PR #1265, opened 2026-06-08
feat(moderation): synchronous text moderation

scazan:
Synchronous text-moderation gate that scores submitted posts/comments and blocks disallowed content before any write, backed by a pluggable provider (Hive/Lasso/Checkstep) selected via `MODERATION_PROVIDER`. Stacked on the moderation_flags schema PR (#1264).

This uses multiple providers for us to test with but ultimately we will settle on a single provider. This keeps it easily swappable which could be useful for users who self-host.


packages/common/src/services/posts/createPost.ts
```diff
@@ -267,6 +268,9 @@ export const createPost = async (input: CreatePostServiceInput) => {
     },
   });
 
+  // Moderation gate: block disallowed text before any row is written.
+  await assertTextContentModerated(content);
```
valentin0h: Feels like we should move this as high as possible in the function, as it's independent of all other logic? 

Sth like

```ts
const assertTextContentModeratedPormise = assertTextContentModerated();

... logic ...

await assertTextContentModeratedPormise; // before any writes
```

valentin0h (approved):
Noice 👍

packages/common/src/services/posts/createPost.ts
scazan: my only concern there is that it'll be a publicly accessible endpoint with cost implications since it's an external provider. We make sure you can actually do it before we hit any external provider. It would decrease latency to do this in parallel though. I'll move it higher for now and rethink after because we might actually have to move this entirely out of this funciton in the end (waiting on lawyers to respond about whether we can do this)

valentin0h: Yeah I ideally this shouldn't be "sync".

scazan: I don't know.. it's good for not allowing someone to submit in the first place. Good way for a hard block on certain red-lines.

--

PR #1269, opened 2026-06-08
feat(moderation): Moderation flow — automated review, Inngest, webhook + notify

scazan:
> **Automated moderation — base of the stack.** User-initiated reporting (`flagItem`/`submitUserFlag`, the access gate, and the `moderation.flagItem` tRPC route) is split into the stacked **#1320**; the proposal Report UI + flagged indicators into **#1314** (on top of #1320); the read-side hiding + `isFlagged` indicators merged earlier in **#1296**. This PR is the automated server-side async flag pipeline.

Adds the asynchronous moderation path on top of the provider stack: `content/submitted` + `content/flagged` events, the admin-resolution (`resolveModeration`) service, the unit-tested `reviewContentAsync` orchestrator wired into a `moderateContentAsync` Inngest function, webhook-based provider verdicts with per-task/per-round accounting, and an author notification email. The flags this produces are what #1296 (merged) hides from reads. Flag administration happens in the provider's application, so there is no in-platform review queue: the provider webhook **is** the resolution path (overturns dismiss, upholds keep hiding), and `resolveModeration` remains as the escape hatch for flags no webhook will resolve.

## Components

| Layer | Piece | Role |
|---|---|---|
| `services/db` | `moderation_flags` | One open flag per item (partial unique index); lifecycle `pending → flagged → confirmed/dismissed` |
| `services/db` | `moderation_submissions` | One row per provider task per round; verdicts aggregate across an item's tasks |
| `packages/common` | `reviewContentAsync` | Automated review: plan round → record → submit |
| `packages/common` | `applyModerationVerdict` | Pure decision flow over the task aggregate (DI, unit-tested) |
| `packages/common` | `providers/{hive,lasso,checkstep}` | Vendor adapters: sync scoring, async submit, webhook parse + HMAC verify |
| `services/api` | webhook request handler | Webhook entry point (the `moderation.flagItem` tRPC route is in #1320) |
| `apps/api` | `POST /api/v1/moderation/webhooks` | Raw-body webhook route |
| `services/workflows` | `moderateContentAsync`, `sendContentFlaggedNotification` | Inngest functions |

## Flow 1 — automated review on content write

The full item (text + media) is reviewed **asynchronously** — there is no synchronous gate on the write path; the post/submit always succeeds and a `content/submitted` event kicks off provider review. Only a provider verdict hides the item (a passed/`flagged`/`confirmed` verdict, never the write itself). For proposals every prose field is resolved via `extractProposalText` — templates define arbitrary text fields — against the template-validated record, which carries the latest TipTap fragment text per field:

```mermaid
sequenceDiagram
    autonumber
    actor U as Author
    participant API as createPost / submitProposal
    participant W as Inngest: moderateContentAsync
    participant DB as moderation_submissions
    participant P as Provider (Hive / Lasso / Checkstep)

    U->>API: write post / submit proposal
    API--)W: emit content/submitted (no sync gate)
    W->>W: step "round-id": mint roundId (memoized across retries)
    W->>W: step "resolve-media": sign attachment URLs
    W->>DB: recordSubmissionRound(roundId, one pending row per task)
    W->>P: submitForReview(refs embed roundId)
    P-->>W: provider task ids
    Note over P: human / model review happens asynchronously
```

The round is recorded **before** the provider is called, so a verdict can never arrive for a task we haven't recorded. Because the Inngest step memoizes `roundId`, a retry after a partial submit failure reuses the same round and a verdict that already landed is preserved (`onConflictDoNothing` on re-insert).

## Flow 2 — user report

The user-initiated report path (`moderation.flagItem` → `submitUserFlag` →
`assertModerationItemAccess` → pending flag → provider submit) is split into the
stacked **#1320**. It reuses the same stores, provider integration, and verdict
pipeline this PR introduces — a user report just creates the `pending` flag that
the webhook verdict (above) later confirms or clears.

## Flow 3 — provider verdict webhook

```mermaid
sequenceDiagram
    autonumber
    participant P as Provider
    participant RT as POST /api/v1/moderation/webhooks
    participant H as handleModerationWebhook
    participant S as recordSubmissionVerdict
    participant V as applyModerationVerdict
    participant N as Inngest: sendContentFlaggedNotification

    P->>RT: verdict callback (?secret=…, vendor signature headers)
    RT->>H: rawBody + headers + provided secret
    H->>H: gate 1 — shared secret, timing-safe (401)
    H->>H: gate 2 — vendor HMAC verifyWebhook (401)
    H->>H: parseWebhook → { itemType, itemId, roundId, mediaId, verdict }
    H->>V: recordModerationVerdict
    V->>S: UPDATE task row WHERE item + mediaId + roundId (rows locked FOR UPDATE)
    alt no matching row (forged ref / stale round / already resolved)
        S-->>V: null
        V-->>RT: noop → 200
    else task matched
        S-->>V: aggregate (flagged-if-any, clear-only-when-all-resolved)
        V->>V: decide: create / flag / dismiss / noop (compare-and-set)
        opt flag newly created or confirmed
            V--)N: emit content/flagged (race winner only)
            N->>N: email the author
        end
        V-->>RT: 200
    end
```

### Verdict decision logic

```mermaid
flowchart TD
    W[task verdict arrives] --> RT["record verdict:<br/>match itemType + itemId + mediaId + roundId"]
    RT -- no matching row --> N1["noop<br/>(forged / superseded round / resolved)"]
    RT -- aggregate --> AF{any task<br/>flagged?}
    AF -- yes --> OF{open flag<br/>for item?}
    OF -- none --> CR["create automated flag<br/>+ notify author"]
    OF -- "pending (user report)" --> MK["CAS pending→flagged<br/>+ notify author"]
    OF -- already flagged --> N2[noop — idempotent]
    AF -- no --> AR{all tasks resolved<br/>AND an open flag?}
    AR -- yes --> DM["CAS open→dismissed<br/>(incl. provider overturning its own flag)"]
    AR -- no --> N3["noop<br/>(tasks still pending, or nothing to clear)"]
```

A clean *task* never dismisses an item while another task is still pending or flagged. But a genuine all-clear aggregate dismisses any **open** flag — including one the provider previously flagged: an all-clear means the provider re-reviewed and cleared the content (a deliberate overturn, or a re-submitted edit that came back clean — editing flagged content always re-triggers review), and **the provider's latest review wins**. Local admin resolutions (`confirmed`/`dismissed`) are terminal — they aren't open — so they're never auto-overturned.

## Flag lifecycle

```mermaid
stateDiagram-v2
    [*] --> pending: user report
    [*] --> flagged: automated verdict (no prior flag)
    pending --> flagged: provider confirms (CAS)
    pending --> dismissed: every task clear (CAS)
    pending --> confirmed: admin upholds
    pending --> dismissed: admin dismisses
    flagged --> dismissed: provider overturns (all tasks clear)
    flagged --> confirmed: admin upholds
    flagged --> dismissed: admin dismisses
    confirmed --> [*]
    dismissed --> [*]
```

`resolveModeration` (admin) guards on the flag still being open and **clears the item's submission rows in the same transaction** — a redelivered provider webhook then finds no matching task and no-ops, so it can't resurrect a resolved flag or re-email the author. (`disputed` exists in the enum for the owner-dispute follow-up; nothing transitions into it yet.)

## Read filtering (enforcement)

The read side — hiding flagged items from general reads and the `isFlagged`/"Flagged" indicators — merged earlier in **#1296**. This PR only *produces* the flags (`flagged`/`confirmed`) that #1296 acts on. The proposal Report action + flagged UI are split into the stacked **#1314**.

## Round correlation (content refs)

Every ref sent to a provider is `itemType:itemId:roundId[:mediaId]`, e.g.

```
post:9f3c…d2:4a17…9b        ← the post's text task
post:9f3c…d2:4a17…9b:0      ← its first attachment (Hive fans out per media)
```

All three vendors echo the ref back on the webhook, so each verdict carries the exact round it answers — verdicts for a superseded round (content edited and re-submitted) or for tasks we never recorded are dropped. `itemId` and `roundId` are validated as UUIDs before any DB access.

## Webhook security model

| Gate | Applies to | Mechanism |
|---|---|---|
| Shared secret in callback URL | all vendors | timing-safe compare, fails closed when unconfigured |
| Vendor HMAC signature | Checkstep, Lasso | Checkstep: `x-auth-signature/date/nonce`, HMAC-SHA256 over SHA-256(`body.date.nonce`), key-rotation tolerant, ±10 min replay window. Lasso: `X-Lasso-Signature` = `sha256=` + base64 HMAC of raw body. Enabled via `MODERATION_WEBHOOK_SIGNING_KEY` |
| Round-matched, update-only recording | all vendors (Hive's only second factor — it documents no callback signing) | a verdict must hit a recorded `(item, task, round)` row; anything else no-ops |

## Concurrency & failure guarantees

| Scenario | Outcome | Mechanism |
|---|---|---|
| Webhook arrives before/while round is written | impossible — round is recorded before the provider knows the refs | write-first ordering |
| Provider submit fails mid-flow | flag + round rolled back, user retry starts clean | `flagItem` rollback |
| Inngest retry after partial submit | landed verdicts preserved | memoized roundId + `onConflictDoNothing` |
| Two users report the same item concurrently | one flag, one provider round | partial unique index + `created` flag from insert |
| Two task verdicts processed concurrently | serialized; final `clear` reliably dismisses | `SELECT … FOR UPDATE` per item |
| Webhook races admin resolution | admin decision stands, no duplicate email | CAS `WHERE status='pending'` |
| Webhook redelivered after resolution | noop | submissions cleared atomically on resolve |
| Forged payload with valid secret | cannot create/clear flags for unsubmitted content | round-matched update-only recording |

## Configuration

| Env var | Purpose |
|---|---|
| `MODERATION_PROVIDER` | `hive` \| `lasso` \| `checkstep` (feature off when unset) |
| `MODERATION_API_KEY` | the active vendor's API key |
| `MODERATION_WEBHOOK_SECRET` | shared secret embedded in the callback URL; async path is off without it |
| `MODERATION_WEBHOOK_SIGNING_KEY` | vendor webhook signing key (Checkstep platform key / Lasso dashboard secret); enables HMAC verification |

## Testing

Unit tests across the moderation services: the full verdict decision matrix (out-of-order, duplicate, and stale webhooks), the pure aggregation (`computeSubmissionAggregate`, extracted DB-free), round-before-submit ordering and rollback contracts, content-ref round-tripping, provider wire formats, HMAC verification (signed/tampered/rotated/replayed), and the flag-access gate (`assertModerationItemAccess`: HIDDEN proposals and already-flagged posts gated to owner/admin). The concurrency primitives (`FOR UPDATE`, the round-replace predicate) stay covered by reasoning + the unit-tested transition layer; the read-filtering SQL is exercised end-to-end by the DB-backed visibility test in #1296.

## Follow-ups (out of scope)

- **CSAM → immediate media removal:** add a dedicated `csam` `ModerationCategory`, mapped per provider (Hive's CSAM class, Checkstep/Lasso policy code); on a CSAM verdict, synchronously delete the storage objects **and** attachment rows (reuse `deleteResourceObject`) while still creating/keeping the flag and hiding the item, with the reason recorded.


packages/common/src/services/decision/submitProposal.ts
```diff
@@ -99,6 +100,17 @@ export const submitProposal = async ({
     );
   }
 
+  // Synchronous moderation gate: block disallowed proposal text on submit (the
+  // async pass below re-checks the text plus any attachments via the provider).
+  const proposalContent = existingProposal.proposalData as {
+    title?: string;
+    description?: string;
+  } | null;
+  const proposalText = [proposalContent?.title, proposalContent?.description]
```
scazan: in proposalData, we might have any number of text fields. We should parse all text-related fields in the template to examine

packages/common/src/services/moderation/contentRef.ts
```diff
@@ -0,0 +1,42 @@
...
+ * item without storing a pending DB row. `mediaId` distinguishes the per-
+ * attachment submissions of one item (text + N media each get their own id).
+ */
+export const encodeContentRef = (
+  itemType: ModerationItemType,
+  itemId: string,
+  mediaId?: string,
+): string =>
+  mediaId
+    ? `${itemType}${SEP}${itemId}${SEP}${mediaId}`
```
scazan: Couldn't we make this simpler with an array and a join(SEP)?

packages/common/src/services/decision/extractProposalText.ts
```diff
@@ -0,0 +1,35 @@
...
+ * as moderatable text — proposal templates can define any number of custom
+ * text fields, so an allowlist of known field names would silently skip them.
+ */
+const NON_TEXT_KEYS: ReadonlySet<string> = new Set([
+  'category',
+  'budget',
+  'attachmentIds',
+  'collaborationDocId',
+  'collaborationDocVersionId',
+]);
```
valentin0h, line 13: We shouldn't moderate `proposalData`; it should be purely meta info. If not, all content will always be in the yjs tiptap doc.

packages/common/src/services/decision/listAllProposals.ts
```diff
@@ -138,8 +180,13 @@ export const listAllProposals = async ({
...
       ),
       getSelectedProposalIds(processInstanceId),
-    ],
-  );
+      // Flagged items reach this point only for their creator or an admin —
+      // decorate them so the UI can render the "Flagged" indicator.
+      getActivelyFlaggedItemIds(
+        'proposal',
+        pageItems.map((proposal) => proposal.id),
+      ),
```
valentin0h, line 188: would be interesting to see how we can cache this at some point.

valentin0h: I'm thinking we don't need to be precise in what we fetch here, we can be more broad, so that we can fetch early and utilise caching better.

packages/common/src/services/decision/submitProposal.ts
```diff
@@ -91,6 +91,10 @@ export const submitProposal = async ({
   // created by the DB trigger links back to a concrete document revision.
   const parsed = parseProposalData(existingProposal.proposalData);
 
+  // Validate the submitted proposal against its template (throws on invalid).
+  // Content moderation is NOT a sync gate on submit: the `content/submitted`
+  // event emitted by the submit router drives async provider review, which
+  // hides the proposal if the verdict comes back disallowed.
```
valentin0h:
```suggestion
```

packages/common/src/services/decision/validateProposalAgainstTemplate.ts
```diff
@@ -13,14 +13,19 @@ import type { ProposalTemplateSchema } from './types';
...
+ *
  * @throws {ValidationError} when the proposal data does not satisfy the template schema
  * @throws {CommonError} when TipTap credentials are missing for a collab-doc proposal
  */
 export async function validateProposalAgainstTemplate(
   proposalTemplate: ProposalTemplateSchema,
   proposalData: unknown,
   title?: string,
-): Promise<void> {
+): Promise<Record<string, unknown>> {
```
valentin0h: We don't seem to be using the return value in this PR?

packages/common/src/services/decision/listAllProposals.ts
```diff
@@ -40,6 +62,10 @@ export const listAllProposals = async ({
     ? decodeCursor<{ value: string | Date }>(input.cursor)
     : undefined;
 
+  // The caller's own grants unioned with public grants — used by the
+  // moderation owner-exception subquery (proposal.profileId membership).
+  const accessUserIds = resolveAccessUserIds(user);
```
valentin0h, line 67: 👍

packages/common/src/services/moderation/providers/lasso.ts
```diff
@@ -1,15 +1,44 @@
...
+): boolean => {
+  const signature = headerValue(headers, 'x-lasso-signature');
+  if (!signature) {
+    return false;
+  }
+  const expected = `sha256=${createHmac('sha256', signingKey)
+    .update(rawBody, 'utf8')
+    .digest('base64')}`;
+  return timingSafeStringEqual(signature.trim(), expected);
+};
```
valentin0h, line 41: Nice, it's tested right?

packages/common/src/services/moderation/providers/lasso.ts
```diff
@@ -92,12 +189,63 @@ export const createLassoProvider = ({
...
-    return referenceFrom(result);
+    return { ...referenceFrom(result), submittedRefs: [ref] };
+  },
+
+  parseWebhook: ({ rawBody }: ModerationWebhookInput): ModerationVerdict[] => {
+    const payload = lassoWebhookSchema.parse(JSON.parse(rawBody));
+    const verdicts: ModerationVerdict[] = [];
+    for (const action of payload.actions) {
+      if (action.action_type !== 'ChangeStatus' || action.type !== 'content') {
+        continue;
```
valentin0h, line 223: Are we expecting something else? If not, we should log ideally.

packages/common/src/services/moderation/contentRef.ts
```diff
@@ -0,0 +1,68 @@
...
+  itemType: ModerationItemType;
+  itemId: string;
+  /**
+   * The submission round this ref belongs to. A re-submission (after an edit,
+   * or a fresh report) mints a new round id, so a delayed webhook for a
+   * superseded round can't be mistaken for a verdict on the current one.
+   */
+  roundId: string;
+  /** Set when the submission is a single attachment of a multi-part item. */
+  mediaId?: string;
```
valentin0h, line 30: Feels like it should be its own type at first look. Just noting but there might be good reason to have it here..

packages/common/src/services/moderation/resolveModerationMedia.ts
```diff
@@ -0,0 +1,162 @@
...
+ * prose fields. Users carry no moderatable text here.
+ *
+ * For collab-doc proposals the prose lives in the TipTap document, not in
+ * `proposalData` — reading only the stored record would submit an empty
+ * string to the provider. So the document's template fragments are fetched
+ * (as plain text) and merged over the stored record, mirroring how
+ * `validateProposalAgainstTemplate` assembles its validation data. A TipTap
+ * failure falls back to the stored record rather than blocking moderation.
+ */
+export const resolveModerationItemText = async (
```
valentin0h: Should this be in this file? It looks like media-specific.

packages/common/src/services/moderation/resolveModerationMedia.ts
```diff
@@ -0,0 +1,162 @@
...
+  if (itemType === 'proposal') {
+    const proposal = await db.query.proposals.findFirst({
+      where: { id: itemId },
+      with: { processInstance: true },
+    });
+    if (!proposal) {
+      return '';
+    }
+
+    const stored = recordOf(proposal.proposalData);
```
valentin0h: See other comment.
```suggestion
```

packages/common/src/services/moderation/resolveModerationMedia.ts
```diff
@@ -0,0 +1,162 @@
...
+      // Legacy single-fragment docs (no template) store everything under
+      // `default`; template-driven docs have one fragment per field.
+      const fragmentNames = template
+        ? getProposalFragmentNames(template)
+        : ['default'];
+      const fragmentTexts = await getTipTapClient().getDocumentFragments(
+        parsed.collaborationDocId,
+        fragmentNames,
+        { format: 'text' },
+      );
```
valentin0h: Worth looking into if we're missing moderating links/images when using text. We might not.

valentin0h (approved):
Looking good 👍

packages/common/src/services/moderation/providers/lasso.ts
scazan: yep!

**Directions for this task**
Whenever a line of the records holds the string "platform", pick it out and copy it.

**Written solution**
Adds the asynchronous moderation path on top of the provider stack: `content/submitted` + `content/flagged` events, the admin-resolution (`resolveModeration`) service, the unit-tested `reviewContentAsync` orchestrator wired into a `moderateContentAsync` Inngest function, webhook-based provider verdicts with per-task/per-round accounting, and an author notification email. The flags this produces are what #1296 (merged) hides from reads. Flag administration happens in the provider's application, so there is no in-platform review queue: the provider webhook **is** the resolution path (overturns dismiss, upholds keep hiding), and `resolveModeration` remains as the escape hatch for flags no webhook will resolve.
| `MODERATION_WEBHOOK_SIGNING_KEY` | vendor webhook signing key (Checkstep platform key / Lasso dashboard secret); enables HMAC verification |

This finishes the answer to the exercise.